Indeed, Edouard was sufficiently concerned about his own safety that he arranged in 2003 to obtain a permit to carry a gun for protection. Individuals are not permitted to carry a weapon in Switzerland, so Stern arranged for a permit in his native France, with the document being signed by Nicolas Sarkozy, a leading contender to succeed Jacques Chirac as the French president in 2007.
But it was the mafioso-hit theory that gained currency rather quickly since, through IRR, Edouard had numerous connections to eastern Europe and had lost quite a bit of money there.
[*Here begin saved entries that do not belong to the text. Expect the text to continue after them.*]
PR #1970, opened 2025-05-06
Fix LoginController to check configured content types against request content type name without parameters

mattlong-finocomp:
The toString method includes parameters like charset. Using getName instead means only the type and subtype (inc extension) are compared.
Associated with https://github.com/micronaut-projects/micronaut-security/issues/1971

### DIFF
--- a/security/src/main/java/io/micronaut/security/endpoints/LoginController.java
+++ b/security/src/main/java/io/micronaut/security/endpoints/LoginController.java
@@ -177,7 +177,7 @@ public class LoginController<B> {
     @SingleResult
     public Publisher<MutableHttpResponse<?>> login(@Valid @Body UsernamePasswordCredentials usernamePasswordCredentials, HttpRequest<B> request) {
         Optional<MediaType> contentTypeOptional = request.getContentType();
-        if (!(contentTypeOptional.isPresent() && loginControllerConfiguration.getPostContentTypes().contains(contentTypeOptional.get().toString()))) {
+        if (!(contentTypeOptional.isPresent() && loginControllerConfiguration.getPostContentTypes().contains(contentTypeOptional.get().getName()))) {
             return Publishers.just(HttpResponse.notFound());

But Burrough, who started reporting the story for
Vanity Fair
after the murder occurred but before it was solved, suspected that the conspiracy theorists would be disappointed when the truth was known. His intuition proved accurate, if no less stunning, when police viewed the videotapes on the surveillance cameras that were all around the apartment building and discovered that a Frenchwoman, thirty-six-year-old Cecile Brossard, was the only person seen entering or leaving Stern's apartment the night of the murder. The tall, blond, and striking Brossard was said to be Edouard's long-term girlfriend, as well as a minor artist. "And she's some kind of artist, all right," Burrough wrote. "In addition to sculptures she creates in her spare time, her principal employment appears to have been as a very expensive call girl specializing in sadomasochistic sex." In 1996, she had married Xavier Gillet, an herbal-medicine therapist twenty years her senior, in Las Vegas. They lived an hour outside Geneva, but she apparently made frequent trips to the city as "Alice," a "leather-clad dominatrix," and appeared, for hire, at local hotels. It was supposedly in this kind of setting that Brossard and Stern met sometime around 2001. Her favorite movie was said to be
A Clockwork Orange
.
Oddly, until his murder on the night of February 28, very few people--even his closest friends, including Koifman--knew that Edouard and Beatrice had been officially divorced in 1998. The immediate family kept their divorce very quiet, even from Michel. When asked, Michel said only, "Edouard and Beatrice no longer sleep in the same bed," even though they had been divorced for years. They stayed in close touch, though, and Edouard was said to be an extraordinarily giving father to their three children. "He gave them both affection and energy," Michel said. "He was close to them. And for the children it was obviously a great blow. A great blow. And for my daughter, already separated, as you know, it is a blow, too, because he's been the person she has loved all of her life. She couldn't live with him, but she always loved him." Added Annik Percival, Michel's assistant: "It is very sad for the ex-wife and the three children."